TASK REQUIREMENTS: Your answer must be a single number: how many lines in the records include the word "registered".

RECORDS FOR THE EXERCISE:
PR #3170, opened 2026-08-01
fix(setup): dispatch failure assist to the picked provider

### LINKED ISSUE #3169: Setup failures on non-Claude installs always offer to install the Claude CLI
**What happens**

Pick codex (or any non-Claude provider) during setup. When a step fails, setup asks "Claude CLI is needed to diagnose this. Install it now?" with Yes preselected. If Claude is installed but not signed in, the next prompt starts an Anthropic sign-in. The operator picked a different provider and now gets pushed to install and authenticate a second CLI just to see what went wrong.

**Why it happens**

The fix for this was already designed. Providers can register an `offerFailureAssist` hook ([`setup/providers/registry.ts:34`](https://github.com/nanocoai/nanoclaw/blob/905ce15bdd2bb53e7a56adf52685b81c9c0f6d7d/setup/providers/registry.ts#L34)), and the contract there says the dispatcher "falls back to the guarded Claude offer (never install/sign-in)". But the hook has zero call sites. Every failure path routes through `offerClaudeOnFailure` ([`setup/lib/claude-handoff.ts:242`](https://github.com/nanocoai/nanoclaw/blob/905ce15bdd2bb53e7a56adf52685b81c9c0f6d7d/setup/lib/claude-handoff.ts#L242)) straight into `ensureClaudeReady`, which owns the install prompt ([`setup/lib/claude-assist.ts:159`](https://github.com/nanocoai/nanoclaw/blob/905ce15bdd2bb53e7a56adf52685b81c9c0f6d7d/setup/lib/claude-assist.ts#L159)) and the sign-in prompt ([`:180`](https://github.com/nanocoai/nanoclaw/blob/905ce15bdd2bb53e7a56adf52685b81c9c0f6d7d/setup/lib/claude-assist.ts#L180)). The picked provider is never consulted.

**How to see it**

Fresh Linux box, run setup, pick Codex as the agent provider, and make any step fail (a stopped Docker daemon works). I hit the install offer twice in one live Codex run. Verified at 905ce15b.

**Suggested fix**

Dispatch in `offerClaudeOnFailure`: run the picked provider's `offerFailureAssist` hook first, and only offer Claude as a fallback when it is already installed and signed in, never installing or signing in on the spot. All four failure call sites already go through that dispatcher, so one change covers every path. Fix incoming in a PR that closes this.

**Related, but not blocking**

Guided skills that assume Claude Code as the host are a separate instance of the same blindness, tracked in #3072.

glifocat:
## Type of Change

## Description

Closes #3169.

Setup failures on non-Claude installs always ended in the Claude debug offer, including the install and sign-in prompts. The per-provider `offerFailureAssist` hook in `setup/providers/registry.ts` was declared with exactly this contract ("falls back to the guarded Claude offer (never install/sign-in)") but had no call sites.

This wires the dispatch into `offerClaudeOnFailure`, which all four failure call sites already go through:

- On a non-claude install (a provider was picked this run), the provider's registered `offerFailureAssist` hook runs first. `launched` and `declined` end the offer.
- Claude becomes a guarded fallback: offered only when it is already installed and signed in, checked by a new side-effect-free `isClaudeReady()` in `setup/lib/claude-assist.ts`. It is never installed or signed in on the spot. When Claude is not ready, the operator gets a one-line note pointing at `logs/setup.log` instead of a dead end.
- Claude installs (no provider picked) keep the exact prior behavior.
- `NANOCLAW_SKIP_CLAUDE_ASSIST=1` now also silences provider hooks, so it stays the single non-interactive escape hatch.

How I verified it: new `setup/lib/claude-handoff.test.ts` covers the dispatch (9 cases: all three hook outcomes, the guarded skip with and without a registered hook, an unregistered provider pick, the escape hatch, the assist-mode route, and the unchanged claude path). Full setup suite 210/210 and tsc clean on top of 905ce15b.

Review status: needs a colleague review before merge.

## For Skills


gavrielc (approved):
great!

EXERCISE RESULT: 2